Grundsätzlich gilt: nach der Lasik ein paar Tage kein Sport. Natürlich kann dann jede Sportart weiter ausgeübt werden. Eine Ausnahme bilden Kampfsportarten wie zum Beispiel Boxen, Kickboxen oder Karate. Wer eine solche Kontaktsportarten ausübt, kann diese nach einer PRK oder LASEK ohne Bedenken auch weiterhin praktizieren. Auf eine LASIK sollte in diesem Fall aus Sicherheitsgründen besser verzichtet werden. Mit Sportarten wie zum Beispiel Fitness, Laufen, Fahrradfahren, kann man nach einer Woche wieder fortfahren. Bei Sport im Freien dabei noch eine Weile eine Sonnen- bzw. Schutzbrille tragen. Schwimmen im Pool oder am Meer ist nach zwei Wochen wieder erlaubt, ebenso die Sauna oder das Dampfbad. Tauchen mit Taucherbrille oder Schnorcheln dürfen Sie dann nach drei Wochen wieder.

Schon einen Tag nach der FEMTOLASIK dürfen Sie sich wieder schminken. Make-Up, Puder (beim Auftragen am besten die Augen kurz schließen), Lippenstift, Wangenrouge, und auch Abdeckstifte sind erlaubt. Sie sollten dabei Kosmetika, aber auch Cremes, Lotionen und Seren nur in den Bereichen um Wangen und Augenbrauen auftragen, denn Sie müssen für zwei Wochen noch die Augen aussparen. Falls Sie unter sehr trockener Haut leiden, dürfen Sie schon während der ersten paar Tage spezielle, Parfüm- und Konservierungsmittelfreie Creme (erhältlich in der Apotheke) ganz vorsichtig im Bereich der Augen verwenden. Legen Sie dabei besonderen Wert darauf, dass keine Creme ins Auge gelangt und reiben Sie nicht die Augen. Während der ersten zwei Wochen nach der LASIK verboten sind Lidschatten in Puder- oder Cremeform, Cajal, Mascara, und Lid-Seren zur Verlängerung der Wimpern. Vor allem Stifte und die kleinen Mascara-Bürstchen könnten die noch empfindlichen Augen sehr leicht verletzen, und schon kleine Hornhautkratzer in der Heilungsphase können zu Infektionen führen. Zudem besteht während der ersten zwei Wochen eine erhöhte Gefahr von Flap-Verletzungen beim Abschminken.

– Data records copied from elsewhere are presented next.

PR #649, opened 2024-06-25
add create campaign agreements  validation

Martbul:
if any of the 3 agreements for creating campaign are not checked -> throw a HttpException with status 405

add validation if the 3 agreements are checked(true)
add test
update create-campaign-application.dto(acceptTermsAndConditions, transparencyTermsAccepted,personalInformationProcessingAccepted are boolean)

---|---|---|---

### DIFF
--- a/apps/api/src/campaign-application/campaign-application.service.ts
+++ b/apps/api/src/campaign-application/campaign-application.service.ts
@@ -1,4 +1,4 @@
-import { HttpException, HttpStatus, Injectable } from '@nestjs/common'
+import { BadRequestException, HttpException, HttpStatus, Injectable } from '@nestjs/common'
 import { CreateCampaignApplicationDto } from './dto/create-campaign-application.dto'
 import { UpdateCampaignApplicationDto } from './dto/update-campaign-application.dto'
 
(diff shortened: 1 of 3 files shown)


apps/api/src/campaign-application/campaign-application.service.ts
```diff
@@ -9,6 +9,13 @@ export class CampaignApplicationService {
   }
 
   create(createCampaignApplicationDto: CreateCampaignApplicationDto) {
+    if (
+      !createCampaignApplicationDto.acceptTermsAndConditions ||
+      !createCampaignApplicationDto.transparencyTermsAccepted ||
+      !createCampaignApplicationDto.personalInformationProcessingAccepted
+    ) {
+      throw new HttpException('All agreements must be checked', HttpStatus.METHOD_NOT_ALLOWED)
```
sashko9807, line 17: `Method not allowed (405)` is not the appropriate http response to respond with in such scenarios. 
We've established some practice to respond with  `Bad Request (400)` for invalid DTO content, but I suppose you could also respond with `Unprocessable Content (422)`. Either of them are semantically fine.

sashko9807 (changes requested):

sashko9807 (approved):

PR #652, opened 2024-06-27
add findAll(GET) method in the campaign-application.service(second try)

Martbul:
Closes #{issue number}

---|---|---|---


apps/api/src/campaign-application/campaign-application.service.spec.ts
```diff
@@ -2,14 +2,57 @@ import { Test, TestingModule } from '@nestjs/testing'
...
-      providers: [CampaignApplicationService],
-    }).compile()
+      providers: [
+        {
+          // Use the interface as token
+          provide: NotificationsProviderInterface,
+          // But actually provide the service that implements the interface
+          useClass: SendGridNotificationsProvider,
+        },
+        CampaignService,
```
gparlakov, line 36: Do we need all these providers? CampaignService? Vault Service.... and all the rest? 
It looks like `CampaignApplicationService` is the only requirement for this PR's scope

gparlakov: Keep in mind that all of these would need to be instantiated with all of their dependencies for each test!!! 

Instead use mocking (see other tests or look for autoSpy usage)

apps/api/src/campaign-application/campaign-application.service.ts
```diff
@@ -20,7 +22,7 @@ export class CampaignApplicationService {
   }
 
   findAll() {
-    return `This action returns all campaignApplication`
+    return this.prisma.campaignApplication.findMany()
```
gparlakov, line 25: The controller would need to be updated to check for authenticated user and allow getting only for admin/operator roles.

gparlakov (commented):
needs a bit more ❤️

apps/api/src/campaign-application/campaign-application.service.spec.ts
gparlakov, line 1: Please remove commented out code

gparlakov (commented):
Thanks for updating.

apps/api/src/campaign-application/campaign-application.service.spec.ts
Martbul: Sure. I have missed it.

Martbul:
Трябва ли да правя някакви промени?

PR #653, opened 2024-06-28
add postman collection

gparlakov:
## Motivation and context

- plus documentation and examples
- the goal is to have new contributors be able to quickly test the api

## Testing
open with postman compatible tool (postman app, newman cli,...)
send requests


sashko9807 (commented):
Great contribution.
Though I suspect this will be used way more in the local environment, than the staging one. What do you think of setting another collection for the local environment?

The data can be prefilled with by default:
url: `http://localhost:5010`
user:`admin@podkrepi.bg`
password:`$ecurePa33`

gparlakov:
@sashko9807 agreed and updated

sashko9807 (approved):

PR #654, opened 2024-07-01
fix(seed.ts): Fix seeding script failing due to unique constraint

sashko9807:
Quick solution to fix seeding script


ani-kalpachka (approved):

slavcho (approved):
So now we create a wish for one donation instead...
Can you add a TODO comment to add for many some day?

PR #656, opened 2024-07-02
finish create functionality and testing on it

Martbul:
update CampaignApplication model - organizerEmail now is not unique 
update create method testing(cotroller and service file)
add create method functionality - now created campaign-application data is persisted to db
update createCampaignApplicationDto - add @isNotEmpty decorator for properties that are required

Closes #{issue number}

---|---|---|---


apps/api/src/campaign-application/campaign-application.service.spec.ts
```diff
@@ -1,83 +1,267 @@
...
+    history: 'Test history',
+    amount: '1000',
+    description: 'Test description',
+    campaignGuarantee: 'Test guarantee',
+    otherFinanceSources: 'Test otherFinanceSources',
+    otherNotes: 'Test otherNotes',
+    category: CampaignTypeCategory.medical,
+  }
+
+  const mockCampaigns = [
```
sashko9807, line 54: Can you create `__mocks__` folder and have one campaignMocks file in it, and export mockCampaigns from it?

apps/api/src/campaign-application/campaign-application.controller.ts
```diff
@@ -1,25 +1,53 @@
...
 import { KeycloakTokenParsed, isAdmin } from '../auth/keycloak'
+import { PersonService } from '../person/person.service'
 
 @ApiTags('campaign-application')
 @Controller('campaign-application')
 export class CampaignApplicationController {
-  constructor(private readonly campaignApplicationService: CampaignApplicationService) {}
+  constructor(
+    private readonly campaignApplicationService: CampaignApplicationService,
+    @Inject(forwardRef(() => PersonService)) private readonly personService: PersonService,
```
sashko9807, line 28: `@Inject` won't be needed if we import the PersonModule, to the `CampaignApplicationModule`. Please refer to one of the other comments from more information.

sashko9807 (changes requested):

apps/api/src/campaign-application/campaign-application.service.ts
```diff
@@ -1,26 +1,75 @@
...
+
+      let organizer = await this.prisma.organizer.findUnique({
+        where: { personId: person.id },
+      })
+
+      if (!organizer) {
+        organizer = await this.organizerService.create({
+          personId: person.id,
+        })
+      }
```
gparlakov, line 40: Not sure if we should create a person here. I'd say - if the organizer is missing - no new campaignApplication.

apps/api/src/campaign-application/campaign-application.service.ts
```diff
@@ -1,26 +1,75 @@
...
+        organizerId: organizer.id,
+      }
+
+      const newCampaignApplication = await this.prisma.campaignApplication.create({
+        data: sanitizedData,
+      })
+
+      return newCampaignApplication
+    } catch (error) {
+      console.error('Error in create():', error)
```
gparlakov, line 66: It looks like `Logger` (imported from 'nestjs`) is the standard logging used in other services. Let's use that. 

@sashko9807 since I'm kinda new in nestjs and looking at for example CampaignService.createCampaign - there is no explicit logging if create fails. So the question is - do we need to explicitly log or the Logger will log [class][method] Error message, error stack automatically if a prisma error appears?

apps/api/src/campaign-application/campaign-application.service.ts
Martbul: Here I am not creating person. Initialy there are no organizers, so when a person creates a new campaignApplication he becomes a organizer => creating organizer with the person's id

Martbul:
I commited to the wring branch, that updated the PR with wrong changes. So I closed the PR and made a new one. Sorry, I am still learning.

PR #657, opened 2024-07-03
Persisting created new campaignApplication to db

Martbul:


apps/api/src/campaign-application/campaign-application.controller.spec.ts
```diff
@@ -26,63 +42,61 @@ describe('CampaignApplicationController', () => {
     expect(controller).toBeDefined()
   })
 
-  it('when create called it should delegate to the service create', () => {
```
gparlakov, line 29: This is deleted but the logic is still in use. Was this by design?

apps/api/src/campaign-application/campaign-application.controller.spec.ts
```diff
@@ -2,21 +2,37 @@ import { Test, TestingModule } from '@nestjs/testing'
 import { CampaignApplicationController } from './campaign-application.controller'
 import { CampaignApplicationService } from './campaign-application.service'
 import { SpyOf, autoSpy } from '@podkrepi-bg/testing'
```
gparlakov, line 4: Some unuses stuff that github(or an action?) points out - SpyOf and CamapignTypeCategroy

apps/api/src/campaign-application/campaign-application.controller.spec.ts
```diff
@@ -26,63 +42,61 @@ describe('CampaignApplicationController', () => {
...
   })
 
   it('when findOne called it should delegate to the service findOne', () => {
-    // arrange
-    // act
+    // Act
     controller.findOne('id')
 
-    // assert
+    // Assert
```
gparlakov, line 91: avoid such unnecessary changes - they make the code review that much harder

apps/api/src/campaign-application/campaign-application.service.spec.ts
```diff
@@ -20,131 +41,117 @@ describe('CampaignApplicationService', () => {
...
+
+      expect(result).toEqual(mockCreatedCampaignApplication)
+
+      expect(mockOrganizerService.create).toHaveBeenCalledWith({
+        personId: mockPerson.id,
+      })
+
+      expect(prismaMock.campaignApplication.create).toHaveBeenCalledWith({
+        data: {
+          campaignName: dto.campaignName.trim(),
```
gparlakov, line 130: This looks like the logic itself and while it's technically correct I belive we'll get more value having hardcoded value here i.e.  {

data :{
campaignName: 'my-campaign',
organizerName: 'test organizer',

...

apps/api/src/campaign-application/campaign-application.service.ts
```diff
@@ -1,24 +1,64 @@
...
+      })
+
+      if (!organizer) {
+        organizer = await this.organizerService.create({
+          personId: person.id,
+        })
+      }
+
+      const sanitizedData = {
+        campaignName: createCampaignApplicationDto.campaignName.trim(),
```
gparlakov, line 36: @sashko9807 is there a sanitizing logic somewhere on the stack (nest, middleware, prisma perhaps)  that prevents Cross Site Scripting or SQL injection (i.e. my name is <script>alert('pawned')</script> or the famous [jonny drop tables](https://stackoverflow.com/questions/332365/how-does-the-sql-injection-from-the-bobby-tables-xkcd-comic-work)

sashko9807: Prisma sanitizes data on insertion. Although I am not sure whether the start-end spaces are automatically trimmed.  Don't recall seeing this practice in any other part of the codebase

Will have to check for that.

apps/api/src/campaign-application/campaign-application.service.ts
```diff
@@ -1,24 +1,64 @@
...
+        where: { personId: person.id },
+      })
+
+      if (!organizer) {
+        organizer = await this.organizerService.create({
+          personId: person.id,
+        })
+      }
+
+      const sanitizedData = {
```
sashko9807, line 35: Prisma sanitizes the input by default. Seems like it also trims unnecessary spaces from user input, thus `sanitizedData` is not needed.

sashko9807 (changes requested):

sashko9807 (changes requested):

sashko9807 (approved):

PR #661, opened 2024-08-14
add findAll and findOne for admin only usage

Martbul:


apps/api/src/campaign-application/campaign-application.controller.ts
```diff
@@ -76,8 +77,36 @@ export class CampaignApplicationController {
...
+    if (!person) {
+      Logger.error('No person found in database')
+      throw new NotFoundException('No person found in database')
+    }
+    let isAdminFlag
+    if (!isAdmin(user)) {
+      isAdminFlag = false
+    } else {
+      isAdminFlag = true
+    }
```
sashko9807, line 91: No need for the isAdminFlag. isAdmin already returns a boolean.
You can just do `const isAdmin = isAdmin(user)` and pass isAdmin to the the findOne service.

apps/api/src/campaign-application/campaign-application.controller.ts
```diff
@@ -76,8 +77,36 @@ export class CampaignApplicationController {
...
+
+  @Delete('fileById/:id')
+  async deleteFile(@Param('id') id: string, @AuthenticatedUser() user: KeycloakTokenParsed) {
+    const person = await this.personService.findOneByKeycloakId(user.sub)
+    if (!person) {
+      Logger.error('No person found in database')
+      throw new NotFoundException('No person found in database')
+    }
+    let isAdminFlag
+    if (!isAdmin(user)) {
```
sashko9807, line 103: Same as above

sashko9807 (changes requested):

apps/api/src/campaign-application/campaign-application.controller.spec.ts
```diff
@@ -18,6 +18,7 @@ describe('CampaignApplicationController', () => {
   let controller: CampaignApplicationController
   let service: CampaignApplicationService
   let personService: PersonService
+  const { isAdmin } = require('../auth/keycloak')
```
sashko9807, line 21: Use the ES6 import  `import {isAdmin} from `../auth/keycloak`, over the require() statement

sashko9807 (changes requested):

apps/api/src/campaign-application/campaign-application.service.ts
```diff
@@ -86,12 +86,66 @@ export class CampaignApplicationService {
...
+    try {
+      const campaignApplications = await this.prisma.campaignApplication.findMany()
+      return campaignApplications
+    } catch (error) {
+      Logger.error('Error in findAll():', error)
+      throw error
+    }
+  }
+
+  async findOne(id: string, isAdminFlag: boolean, person: Person) {
```
sashko9807, line 99: A bit ugly but set the type of the person to be 
```js
person: Prisma.PersonGetPayload<{ include: { organizer: {select:{id:true}}}}>
```

instead of `Person` to prevent the linter complaint. Also make sure that organizer.id is optional(e.g. person.organizer?.id)

apps/api/src/campaign-application/campaign-application.service.ts
```diff
@@ -86,12 +86,66 @@ export class CampaignApplicationService {
...
+      return singleCampaignApplication
+    } catch (error) {
+      Logger.error('Error in findOne():', error)
+      throw error
+    }
   }
 
-  findOne(id: string) {
-    return `This action returns a #${id} campaignApplication`
+  async deleteFile(id: string, isAdminFlag: boolean, person: Person) {
```
sashko9807, line 119: same as above.

PR #669, opened 2024-09-07
fix: Sendgrid can't create list if name is too long

sashko9807:
Sendgrid's contact list name limit, is towards bytes, not a num of characters.

Closes [#1914](https://github.com/podkrepi-bg/frontend/issues/1914)


apps/api/src/notifications/helpers/truncateNameToBytes.ts
```diff
@@ -0,0 +1,21 @@
+export function truncateNameToBytes(name: string, maxBytes: number) {
+  const encoder = new TextEncoder()
```
slavcho, line 2: can we add some comments about what do those Encoders do?
I guess this does something like utf8 to bytes... and whole play is not to cut in the middle of a symbol.

slavcho (approved):

PR #678, opened 2024-11-24
fix: Connect non anonymous donation by personId

sashko9807:
It is not necessary for the billlingEmail to be the one of the registered user(e.g. company emails for billing)
Fixed website donation message data via websocket


gparlakov (approved):
Lgtm

PR #680, opened 2024-12-09
fix: Generate Stripe idempotency keys server-side

sashko9807:


apps/api/src/stripe/stripe.service.ts
```diff
@@ -220,19 +208,23 @@ export class StripeService {
...
     })
 
-    if (productLookup) return productLookup.data[0]
+    if (productLookup.data.length) return productLookup.data[0]
     return await this.stripeClient.products.create(
       {
         name: campaign.title,
         description: `Donate to ${campaign.title}`,
+        metadata: {
+          campaignId: campaign.id,
```
gparlakov, line 226: Do we need to do a migration for the existing products that were created without `campaign.id` ?

gparlakov (approved):

PR #460, opened 2023-05-25
update JSON extension - new blocks, labels

Skyhigh173:
## new blocks
image
## labels
- General Utils
- JSON Strings
- Array
- Advanced
- VM
## bug fixes
- when you put reporter blocks into vm_setlist, vm_getlist, it wont work. (fixed)

### DIFF
--- a/extensions/Skyhigh173/json.js
+++ b/extensions/Skyhigh173/json.js
@@ -789,7 +789,7 @@
     }
     json_vm_setlist({ list, json }, util) {
       try {
-        const listVariable = util.target.lookupVariableById(list);
+        let listVariable = util.target.lookupVariableById(list);
 
         if (listVariable == undefined) {
           listVariable = this.getListsID(util).filter(x => x.text === list)[0].value;
--- a/extensions/Skyhigh173/json.js
+++ b/extensions/Skyhigh173/json.js
@@ -1,7 +1,14 @@
 (function(Scratch) {
   'use strict';
   const vm = Scratch.vm;
+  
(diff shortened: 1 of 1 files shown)


LukeManiaStudioss:
"VM" is ambiguous to people who aren't familiar with how TurboWarp works. Consider renaming it to "TurboWarp"

Skyhigh173:
> "VM" is ambiguous to people who aren't familiar with how TurboWarp works. Consider renaming it to "TurboWarp"

thanks, I will rename it

Skyhigh173:
I will make some new blocks (isArray, Array.from) etc

GarboMuffin:
Some quick thoughts:

 - I replaced blocks like "new JSON" with "new Object" to reduce ambiguity; an array is valid JSON
 - Is there a good reason for not equal to be a dedicated block? At least right now the symbol is very easy to confuse at small screen resolutions.

Skyhigh173:
> Some quick thoughts:
> 
> * I replaced blocks like "new JSON" with "new Object" to reduce ambiguity; an array is valid JSON but is not an object
> * Is there a good reason for not equal to be a dedicated block? At least right now the symbol is very easy to confuse at small screen resolutions.

how about < () [= v] () > ? it i becomes menu and you can select equal or not equal

GarboMuffin:
sure

Skyhigh173:
> how about < (A) [= v] (B) > ? it i becomes menu and you can select equal or not equal
IMG_3942
(both are same block)

Skyhigh173:
I use my phone to edit file.
Please check if there is any mistakes, thanks!

PR #471, opened 2023-05-27
Add translations to NOname-awa/graphics2d

NOname-awa:
I have added Chinese language


GarboMuffin:
due to some bugs in turbowarp desktop v1.7.2-beta.1, we will have to wait a bit for this

GarboMuffin:
We will tolerate these manual translations from native speakers for now as a way to test the l10n system

Other contributors: please do not start writing translations by hand for languages you are not fluent in!

PR #479, opened 2023-05-29
obviousAlexC/SensingPlus: Ask for permission before recording audio or reading from clipboard

GarboMuffin:


David-Orangemoon:
👍

Issue #483, opened 2023-05-29
Sensing + speech recognition isn't detecting if recording is on even though it is


Boxxedboi:
![image](https://github.com/TurboWarp/extensions/assets/86323360/ba175bd5-0cda-4e4e-9737-67a005caed28)

LukeManiaStudioss:
The speech recognition feature is only available for Chrome and Safari. And no, chromium browsers like Opera GX don't count.

Boxxedboi:
oh, thanks

Boxxedboi:
> The speech recognition feature is only available for Chrome and Safari. And no, chromium browsers like Opera GX don't count.

what about the tw app?

David-Orangemoon:
> > The speech recognition feature is only available for Chrome and Safari. And no, chromium browsers like Opera GX don't count.
> 
> what about the tw app?

Nope.

PR #484, opened 2023-05-29
obviousAlexC/SensingPlus: Hide speech blocks

GarboMuffin:
hopefully temporary, but not optimistic

related to https://github.com/TurboWarp/extensions/issues/483

they don't work:

 - In the desktop app
 - In packaged electron projects
 - In Firefox
 - In most Chromium forks
 - In most WebKit forks
 - When offline

and the privacy aspect of sending audio to a remote server for transcription is slightly scary.

### DIFF
--- a/extensions/obviousAlexC/SensingPlus.js
+++ b/extensions/obviousAlexC/SensingPlus.js
@@ -573,18 +573,21 @@
                 menu: "toggleMenu",
               },
             },
+            hideFromPalette: true,
           },
           {
             opcode: "returnWords",
             blockType: Scratch.BlockType.REPORTER,
             text: "Recognized Words",
             blockIconURI: speechIco,
+            hideFromPalette: true,
           },
           {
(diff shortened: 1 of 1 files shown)


David-Orangemoon:
I understand.

LukeManiaStudioss:
I think it's worth noting Scratch developed their own speech2text extension, so at some point they must've thought it would've been a good idea.

Furthermore, the translate extension sends requests to Google. While that is not quite the same as sending recorded snippets, Scratch seems to trust Google for providing APIs in their extensions.

I agree with a point made before that these should be separated into their own extension, perhaps listed on the gallery but marked as only compatible with certain browsers.

GarboMuffin:
Scratch's speech2text worked by uploading audio data to a Scratch-controlled server who probably then uploaded them to Google. At some point they seem to have concluded that this is not a good thing to add to Scratch, perhaps for privacy or cost concerns.

PR #447, opened 2023-05-21
Open source port of Scratch Labs Animated Text

GarboMuffin:
## Help us test this: https://github.com/TurboWarp/extensions/pull/447#issuecomment-1556334233

Fully open source clone of https://lab.scratch.mit.edu/text/. Projects should be mostly compatible. This extension was written by testing Scratch Labs and seeing what the blocks actually do, not by reading the source code. Unlike some other mods, this version probably doesn't violate the GPL.

closes https://github.com/TurboWarp/scratch-vm/issues/127

closes https://github.com/TurboWarp/packager/issues/209

closes https://github.com/TurboWarp/scratch-vm/issues/47

related to https://github.com/TurboWarp/extensions/issues/357

PR #485, opened 2023-05-30
Animated Text: Add Reporter and "text active?" boolean

LukeManiaStudioss:
### **Let's fill in some gaps.**

image


Dy-tech:
This extension is designed to be compatible with the [Scratch Lab](lab.scratch.mit.edu) equivalent, so we can't add any extra blocks.

LukeManiaStudioss:
> This extension is designed to be compatible with the [Scratch Lab](lab.scratch.mit.edu) equivalent, so we can't add any extra blocks.

The goal of this extension is to be compatible with Scratch Lab projects, however GarboMuffin has never turned down the idea of adding new blocks, even stating ["more blocks may be added later"](https://github.com/TurboWarp/extensions/pull/447#issuecomment-1557840433).

Dy-tech:
@GarboMuffin, Can @LukeManiaStudioss add more blocks?

LukeManiaStudioss:
> @GarboMuffin, Can @LukeManiaStudioss add more blocks?

image

PR #488, opened 2023-05-30
Box 2D: Add 12 New Blocks

LukeManiaStudioss:
- Boolean to check the static mode of an object.
image

- Blocks to set/get the Angular Velocity of an object.
image

- The long property block has been split into 3 separate blocks. 3 more blocks have been added to set a custom value to each property, as well as to get the property's values afterwards. This has been highly requested.
image

### DIFF
--- a/extensions/box2d.js
+++ b/extensions/box2d.js
@@ -13345,7 +13345,7 @@
       if (!body) {
         body = this.setPhysicsFor(util.target);
       }
-      body.SetAngularVelocity(args.force);
+      body.SetAngularVelocity(-Cast.toNumber(args.force));
     }
 
     angVelocity(args, util) {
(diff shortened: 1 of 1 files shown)


Martinelplayz:
ooh. looks cool

extensions/box2d.js
```diff
@@ -13147,6 +13340,23 @@
       body.ApplyTorque(-Cast.toNumber(args.force));
     }
 
+    setAngVelocity(args, util) {
+      let body = bodies[util.target.id];
+      if (!body) {
+        body = this.setPhysicsFor(util.target);
+      }
+      body.SetAngularVelocity(args.force);
```
GarboMuffin, line 13348: Using the pre-existing spin with force block, a positive value causes a clockwise rotation, but here a positive value means counterclockwise. The new blocks should match the original.

LukeManiaStudioss: How should I go about fixing this? Do I just invert the value of the argument input?

PR #490, opened 2023-05-30
Update Library Website

NexusKitten:
Adds multiple quality of life additions to the website, such as:
- Tags for extensions (easy to add more if desired)
- Added "credit" section for each extension
- Made all extensions a uniform height
- Removed LMS Utils (as requested from LMS)
- Rearrange a few extensions to group together like extensions.

chrome_BV4cWUsZoc


True-Fantom:
@NexusKitten There is one idea that I have been wanting to write about for a long time: To make it possible to add a new or update label to the extension. I don't have the opportunity to make a high-quality example right now, but nevertheless:
IMG_20230602_001022

True-Fantom:
@NexusKitten Thanks!)

True-Fantom:
@NexusKitten Since the merge of this PR is delayed, I can offer a few more ideas:

- Add extension sorting, but according to capabilities.
- Add a square for the introductory text, because it's more beautiful :)
- Change label text color to white, to match the main colors of the banners.

Here's a little crooked photoshop:

Без имени

NexusKitten:
> @NexusKitten Since the merge of this PR is delayed, I can offer a few more ideas...

I may implement some of these ideas in the future (most of them should be relatively simple), however, GarboMuffin himself stated that alone this PR is going to have to take a lot of consideration (it makes sense, considering it affects extensions as a whole rather than just adding one or modifying a few). That being said, I've considered the idea of implementing some of these ideas into a UserScript, so it's not more that Garbo has to work around but still gives us some quality of life features in the library.

NexusKitten:
This isn't really going anywhere.

PR #491, opened 2023-05-30
Camera Controls: Add 2 blocks

LukeManiaStudioss:
These blocks were commented away with 0 functionality, so I programmed them in.

"move camera to (target)" will snap the camera to the position of a sprite target on the stage.
image

"point towards (target)" will point the camera in the direction of the specified target.
image


TheBombyMaster:
This will be extremely useful for things like overworlds and RPG's! Can't wait to see what people make with these when they get added to the extension gallery!

PR #495, opened 2023-06-01
Clones Plus: Allow block colors to be (mostly) compatible with the Scratch Addons "Customizable block colors" addon.

LilyMakesThings:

Eine Woche nach einer Excimer-Laser-Behandlung sind die Augen noch sehr empfindlich. Sie sollten nicht allzu sehr schwitzen, denn dann ist die Gefahr größer, dass Sie sich die Augen reiben. Und Sie sollten beim Duschen wegen erhöhter Infektionsgefahr kein Wasser in die Augen bekommen. Aber nach einer Woche dürfen Sie dann zum Beispiel wieder gemäßigt laufen, Fahrradfahren oder ins Fitness-Studio gehen. Bei Sport im Freien empfiehlt sich weiterhin eine Schutz- bzw. Sonnenbrille wegen herumfliegender Insekten und kleiner Fremdkörper. Mit Hochleistungssport sollten Sie noch ca. einen Monat warten. Schwimmen, im Meer oder im Pool können sie nach etwa zwei Wochen wieder. Dies gilt auch für die Sauna oder das Dampfbad. Tauchen, Schnorcheln und andere Wassersportarten sind nach drei Wochen wieder erlaubt. Nach einer LASIK sollten Sie keinen Kampfsport mehr ausüben wegen eventueller Verletzungsgefahr für den Flap. In diesem Fall empfiehlt sich eine LASEK oder eine PRK, nach der Sie wieder unbekümmert Karate, Jiu Jitsu, Kickboxen oder ähnliches betreiben dürfen.